[Stored items]
PR #186, opened 2020-02-21
KK-299 | RFC: Event page version 0.0.1

badrange:
To test, go directly to the url of an event (you need to figure out the uuid somehow) like this:
http://localhost:3000/fi/event/RXZlbnROb2RlOjE=

It looks something like this: 
image

Note that having TODOs in here is OK, we will resolve them in KK-300.

### DIFF
--- a/src/domain/app/App.tsx
+++ b/src/domain/app/App.tsx
@@ -26,7 +26,7 @@ import {
   fetchTokenError,
 } from '../auth/state/BackendAuthenticationActions';
 import ProfileRoute from '../profile/route/ProfileRoute';
-import Event from '../event/Event';
+import EventRoute from '../event/route/EventRoute';
 
 const App: React.FunctionComponent = props => {
   const isLoadingUser = useSelector(isLoadingUserSelector);
@@ -97,7 +97,7 @@ const App: React.FunctionComponent = props => {
           // we're waiting for KK-277.
         }
         <PrivateRoute path={`/${locale}/event`}>
-          <Event />
+          <EventRoute />
         </PrivateRoute>
 
         {userHasProfile && <Redirect to={`/${locale}/profile`} />}
--- a/src/domain/app/App.tsx
+++ b/src/domain/app/App.tsx
@@ -92,10 +92,6 @@ const App: React.FunctionComponent = props => {
           <ProfileRoute />
         </PrivateRoute>
 
-        {
-          // TODO: The route should probably be /profile/child/${child.id}/events/${event.id}
-          // we're waiting for KK-277.
-        }
         <PrivateRoute path={`/${locale}/event`}>
           <EventRoute />
         </PrivateRoute>
--- a/src/domain/app/App.tsx
+++ b/src/domain/app/App.tsx
@@ -26,6 +26,7 @@ import {
   fetchTokenError,
 } from '../auth/state/BackendAuthenticationActions';
 import ProfileRoute from '../profile/route/ProfileRoute';
+import Event from '../event/Event';
 
 const App: React.FunctionComponent = props => {
   const isLoadingUser = useSelector(isLoadingUserSelector);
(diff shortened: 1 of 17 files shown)


src/domain/event/Event.tsx
```diff
@@ -0,0 +1,122 @@
...
+  };
+
+  // TODO: Get from API (all todo's are pending that)
+  const selectOptions = [
+    { value: 1, label: 'one' },
+    { value: 2, label: 'two' },
+  ];
+  // TODO:
+  const bgImageUrl =
+    'https://edit.myhelsinki.fi/sites/default/files/styles/hero_image/public/2019-12/flow_festival_2019_friday_c_petri_anttila_mg_0397.jpg';
```
midori0507: lol

src/domain/app/App.tsx
```diff
@@ -91,6 +92,14 @@ const App: React.FunctionComponent = props => {
           <ProfileRoute />
         </PrivateRoute>
 
+        {
+          // TODO: The route should probably be /profile/child/${child.id}/events/${event.id}
```
midori0507: This routing is ridiculous, i think /event/eventid will be neat

src/domain/app/header/navbar/navbar.module.scss
```diff
@@ -4,9 +4,6 @@
 @import 'mixins';
 @import 'variables';
 
-$logoHeight: 2.5rem;
```
midori0507: Why? you reuse it or something?

src/domain/app/App.tsx
```diff
@@ -91,6 +92,14 @@ const App: React.FunctionComponent = props => {
...
+          // we're waiting for KK-277.
+        }
+        <PrivateRoute path={`/${locale}/event`}>
+          <Event />
```
midori0507: can user who doesnt have profile able to see this?

src/domain/app/App.tsx
badrange: Fair enough!

src/domain/app/header/navbar/navbar.module.scss
badrange: I figured it could be nice to have those two variables together in the same place. A future dev might be confused as to why we have them in different files / have trouble finding them. 

Do you think I should move the height one back?

src/domain/app/App.tsx
badrange: Based on what I know this should be a private route. Only logged in people can be invited and sign up for occurrences.

src/domain/event/Event.tsx
badrange: Backend now returns the fully qualified url

src/domain/event/EventOccurrence.tsx
```diff
@@ -0,0 +1,39 @@
...
+  // TODO: Ensure that date shows in correct locale.
+  const date = formatTime(newMoment(occurrence.time), 'dd l');
+  const time = formatTime(newMoment(occurrence.time), 'hh:mm');
+
+  return (
+    <tr className={styles.occurrence}>
+      <td>{date}</td>
+      <td>{time}</td>
+      <td>
+        {occurrence.venue.name} {occurrence.venue.description}
```
jpsalo: Should venue's description not be here?

src/domain/event/Event.tsx
```diff
@@ -0,0 +1,147 @@
...
+              </div>
+              <div className={styles.signup}>
+                <Formik
+                  initialValues={initialValues}
+                  onSubmit={handleSubmit}
+                  validate={(values: SignupValues) => {
+                    handleSubmit(values);
+                  }}
+                >
+                  {({ handleSubmit, handleChange }) => {
```
jpsalo: Is `handleChange` TODO?

src/domain/event/EventOccurrence.tsx
badrange: I actually don't know what should be there, we'll find out pretty soon..

src/domain/event/Event.tsx
badrange: Yes it is TODO..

> _WHAT THIS TASK INVOLVES_: How many lines in the records hold the string "something"? Reply with the number alone.

> _EXERCISE SOLUTION_: 2